Exclusive industry insight: The distinction between AC and DC EVCC is not merely about power rating—it reflects different communication architectures. AC EVCC communicates primarily with the charger to confirm connection, enable power, and monitor safety; the actual power conversion (AC to DC) is performed by the vehicle’s onboard charger (OBC). DC EVCC communicates with the charger to negotiate voltage and current in real-time; the charger performs AC-to-DC conversion externally, and the EVCC must coordinate with the vehicle’s BMS to request appropriate voltage/current. As charging power increases (350 kW+), the DC EVCC must also communicate with the vehicle’s thermal management system to ensure battery cooling during high-power charging, adding complexity.

2. Application Segmentation: Passenger Cars Largest, Commercial Vehicles Fastest Growing

• Passenger Cars (Approx. 85–90% of 2024 revenue, largest segment) : Battery electric vehicles (BEVs) and plug-in hybrid electric vehicles (PHEVs). Passenger cars dominate EV production (global EV sales exceeded 14 million units in 2024, with 95%+ passenger cars). All passenger EVs require an EVCC for AC charging; most also require DC EVCC for fast charging. Growth is driven by increasing EV adoption, EV exports (vehicles sold in multiple regions require multi-standard EVCC), and global standard harmonization efforts (EVCC must support multiple protocols).
• Commercial Vehicles (Approx. 10–15% of revenue, fastest-growing segment at 10–11% CAGR) : Electric buses, electric trucks (delivery, regional haul, semi-trucks), and electric vans. Commercial vehicles are often exported across regions (e.g., Chinese electric buses sold in Europe, Latin America, Southeast Asia), requiring multi-standard EVCC. Commercial vehicles also use higher power DC charging (150–500 kW), requiring more sophisticated EVCC with real-time thermal coordination. Growth is driven by fleet electrification (Amazon, FedEx, UPS, municipal bus fleets, electric semi-trucks) and cross-border commercial EV operations (e.g., European trucks driving into Eastern Europe or Turkey with different charging standards).

  A typical user case (electric bus export): In February 2026, a Chinese electric bus manufacturer exported 500 buses to a European city. The buses were equipped with multi-standard EVCC (supporting GB/T for manufacturing/testing in China, CCS2 for operation in Europe). The EVCC automatically switched protocols when the bus was plugged into European CCS2 chargers. The manufacturer saved USD 200 per bus (USD 100,000 total) by using a single EVCC hardware variant instead of two variants.

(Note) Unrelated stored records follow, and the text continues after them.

PR #90, opened 2015-08-24
[DEV APPROVED] adding principal.onboarded?

JiggyPete:
Rather than propogate the states within the :next_onboarding_action around the rad codebase it would be nicer to be able to ask a direct question of the principal. Have they been onboarded?

### DIFF
--- a/spec/factories/firm.rb
+++ b/spec/factories/firm.rb
@@ -25,6 +25,15 @@ FactoryGirl.define do
     longitude { Faker::Address.longitude.to_f.round(6) }
     status :independent
 
+    factory :onboarded_firm do
+      parent factory: Firm
+    end
+
+    factory :not_onboarded_firm do
+      parent factory: Firm
+      email_address nil
+    end
+
     factory :trading_name, aliases: [:subsidiary] do
       parent factory: Firm
     end
--- a/spec/models/principal_spec.rb
+++ b/spec/models/principal_spec.rb
@@ -203,6 +203,30 @@ RSpec.describe Principal do
     end
   end
 
+  describe '#onboarded?' do
+    context 'when a principal has been onboarded' do
+      before :each do
+        principal.firm.update_attributes(FactoryGirl.attributes_for :onboarded_firm, fca_number: principal.fca_number)
+        create(:adviser, firm: principal.firm)
+      end
+
+      it 'returns true' do
+        expect(principal).to be_onboarded
+      end
+    end
+
+    context 'when a principal has not been onboarded' do
+      before :each do
+        attrs = FactoryGirl.attributes_for :not_onboarded_firm, fca_number: principal.fca_number
+        principal.firm.update_attributes(attrs)
+      end
+
+      it 'returns false' do
+        expect(principal).not_to be_onboarded
+      end
+    end
+  end
+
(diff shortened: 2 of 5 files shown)


spec/models/principal_spec.rb
```diff
@@ -203,6 +203,25 @@
     end
   end
 
+  describe '#onboarded?' do
+    context 'when a principal has been onboarded' do
+      before :each do
+        principal.firm.update_column(:email_address, 'acme@example.com')
```
munckymagik: It's a shame this email address thing is still spreading around the codebase. I wonder what we can do to encapsulate it better?

munckymagik: Plus, simply setting the email address doesn't really create an onboarded firm. Is there something missing in the logic that decides what onboarded means?

Maybe for this test what we really should do is mock `next_onboarding_action` to return known states.

JiggyPete: I'll try and wrap this up in a factory. A factory isn't really the best place for encapsulating logic however it will be reusable.

Re: email address:
Currently the logic is if the firm is registered AND if they are remote 
OR
firm is registered AND has an adviser.

For the firm to be registered they need to have been valid at the time of registering.

re: tests
If we were to mock a call on the same object that'd be a smell that we need to change the design and push the :next_onboarded_action somewhere else. Not sure where though. 
Given the amount of setup I'm happy with it living on the principal and the :onboarded? tests unless there is somewhere clearer for the logic to live?

JiggyPete:
Hi @munckymagik, I've added in 3 firm factories, `:registered_firm` `:onboarded_firm` and `:not_onboarded_firm`. Hope this helps keep the ugliness in one place, thoughts?

spec/factories/firm.rb
```diff
@@ -35,6 +35,19 @@
...
+
+    factory :onboarded_firm do
+      parent factory: :registered_firm
+    end
+
+    factory :not_onboarded_firm do
+      parent factory: :firm
+      email_address nil
+    end
+
```
munckymagik: Ok, this feels better. It stops the spread of implementation details. I think this factory is due a rethink at some point though.

JiggyPete: Yeah, as you said earlier we need a nicer way of handling `:registered`.

munckymagik:
:+1:

asmega:
:+1: 

although one point outside the scope of this PR

- `next_onboarding_action` I would of thought this method would return falsey if there were no more onboarding actions.

JiggyPete:
@asmega the `:next_onboarding_action` method does look a bit strange. The current implementation was the clearest solution we could find. 

I think you getting at is the `else` case? Or would you replace both instances of `:onboarded` with falsey?

asmega:
I'm fine with the case statement and else statement. This looks odd to me `next_onboarding_action == :onboarded`

Unless `:onboarded` is a legitimate next onboarding action in which case the code is perfectly fine.

JiggyPete:
Ahh. Currently we have that code in a branch of rad, which is why we are trying to keep the nasty within principal with this PR.

We probably would have had falsey/nil, however as there are two places in the case for this we were trying to be more explicit.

3. Regional Dynamics: Asia-Pacific Leads in Production, Europe and North America Lead in Multi-Standard Demand

Asia-Pacific accounts for approximately 60–65% of global EVCC production, driven by China (world’s largest EV manufacturer, with over 50% of global EV production; Chinese EV manufacturers export to Europe, Southeast Asia, Latin America, and the Middle East, requiring multi-standard EVCC). Chinese EVCC suppliers include Shenzhen VMAX New Energy, Jiangsu Riying Electronics, nFore Technology, RNL Technology, Annren Technologies, Share Charging, Shanghai Yimu Technology, Youkong Zhixing Technology, Wuhan Hiconics Intelligent Electric, Shanghai Mida EV Power, Neusoft Group, and Nanjing Powercore Technology.

Europe accounts for approximately 20–25% of revenue, driven by European EV manufacturers (Volkswagen Group, BMW, Mercedes-Benz, Stellantis, Renault) exporting vehicles globally, requiring multi-standard EVCC. European EVCC suppliers include Sensata Technologies (Netherlands), Phoenix Contact (Germany), Delta Electronics (Europe operations), and Chargebyte (Germany).

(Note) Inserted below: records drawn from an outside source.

PR #91, opened 2015-08-24
Refactor firm factory to use traits and tidy up the the firm_spec

munckymagik:
It has reached a point where we really need to be able to combine traits when constructing Firms using FactoryGirl. Refactored the factory to make that possible. Tests ran against

* mas-rad_core
* rad (master)
* rad_consumer (dev/upgrade_mrc)

To ensure nothing has been broken.

Also tidied tests related to deleting firms to take out unnecessary calls to after_commit hooks etc. prompted by @JiggyPete's comment in #89.

### DIFF
--- a/spec/factories/firm.rb
+++ b/spec/factories/firm.rb
@@ -30,10 +30,8 @@ FactoryGirl.define do
     longitude { Faker::Address.longitude.to_f.round(6) }
     status :independent
 
-    factory :trading_name do
+    factory :trading_name, aliases: [:subsidiary] do
       parent factory: Firm
-
-      factory :subsidiary # alias for trading_name
     end
 
     factory :firm_with_advisers, traits: [:with_advisers]
--- a/spec/factories/firm.rb
+++ b/spec/factories/firm.rb
@@ -30,18 +30,21 @@ FactoryGirl.define do
     longitude { Faker::Address.longitude.to_f.round(6) }
     status :independent
 
-    factory :firm_with_remote_advice do
-      other_advice_methods { create_list(:other_advice_method, rand(1..3)) }
-      in_person_advice_methods []
-    end
-
     factory :trading_name do
       parent factory: Firm
 
-      factory :subsidiary
+      factory :subsidiary # alias for trading_name
     end
 
-    factory :firm_with_no_business_split do
+    factory :firm_with_advisers, traits: [:with_advisers]
+    factory :firm_with_offices, traits: [:with_offices]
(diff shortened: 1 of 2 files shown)


asmega:
:+1:

spec/factories/firm.rb
```diff
@@ -30,18 +30,19 @@
     longitude { Faker::Address.longitude.to_f.round(6) }
     status :independent
 
-    factory :firm_with_remote_advice do
-      other_advice_methods { create_list(:other_advice_method, rand(1..3)) }
-      in_person_advice_methods []
-    end
-
-    factory :trading_name do
+    factory :trading_name, aliases: [:subsidiary] do
```
neoeno: nice, didn't know you could do that

spec/factories/firm.rb
```diff
@@ -30,18 +30,19 @@
...
     end
 
-    factory :firm_with_no_business_split do
+    factory :firm_with_advisers, traits: [:with_advisers]
+    factory :firm_with_offices, traits: [:with_offices]
+    factory :firm_with_principal, traits: [:with_principal]
+    factory :firm_with_no_business_split, traits: [:with_no_business_split]
+    factory :firm_with_remote_advice, traits: [:with_remote_advice]
+    factory :firm_with_subsidiaries, traits: [:with_trading_names]
+    factory :firm_with_trading_names, traits: [:with_trading_names]
```
neoeno: sweeeeeeeet

spec/models/firm_spec.rb
```diff
@@ -461,18 +461,8 @@
       it 'cascades destroy to advisers' do
         adviser = firm.advisers.first
         firm.destroy
-        firm.run_callbacks(:commit)
-        adviser.run_callbacks(:commit)
         expect(Adviser.where(id: adviser.id)).to be_empty
```
neoeno: These unnecessary now?

neoeno:
:+1:

spec/models/firm_spec.rb
munckymagik: I believe so. In this test we're not testing side-effects from after_commit hooks we're testing just the cascading delete. The after_commit hooks are tested on line 515. Unless there's something we've missed?

spec/factories/firm.rb
munckymagik: Yes very, isn't it.

munckymagik: Cake and eating ...

PR #92, opened 2015-08-25
[DEV APPROVED] Amend language list (add UK minority languages)

neoeno:
Involved:

* Extracting languages to common module in lib.
* Using ISO 639-3 over 639-1 codes, since we now use some languages without ISO 639-1 codes.
* Remove `Firm.available_languages` since this is a convenient time to refer to it directly in RAD.


paulanthonywilson:
Much disappoint for The Cornish, but :+1:

asmega:
:+1:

North America accounts for approximately 10–15% of revenue, driven by US EV manufacturers (Tesla, Ford, GM, Rivian, Lucid) exporting vehicles to Europe and Asia, requiring multi-standard EVCC. Tesla’s NACS standard is being adopted by other manufacturers (Ford, GM, Rivian, Volvo, Mercedes-Benz), creating demand for EVCC that support NACS in North America and CCS in Europe/Asia.

Key Players & Competitive Landscape (2025–2026 Updates)

The EVCC for vehicles market features a competitive landscape with automotive electronics suppliers, power electronics specialists, and dedicated EVCC manufacturers. Leading players include Sensata Technologies (Netherlands/US, automotive sensors and controls), Phoenix Contact (Germany, industrial and EV charging components), Delta Electronics (Taiwan, power electronics and EV charging), HYUNDAI KEFICO (South Korea, Hyundai Motor Group affiliate), CHARGECORE PTE (Singapore), Ecotron (US), AUMOVIO ENGINEERING SOLUTIONS (Spain), Chargebyte (Germany), Shenzhen VMAX New Energy (China), Jiangsu Riying Electronics (China), nFore Technology (China), RNL Technology (China), Annren Technologies (China), Share Charging (China), Shanghai Yimu Technology (China), Youkong Zhixing Technology (China), Wuhan Hiconics Intelligent Electric (China), Shanghai Mida EV Power (China), Neusoft Group (China), and Nanjing Powercore Technology (China).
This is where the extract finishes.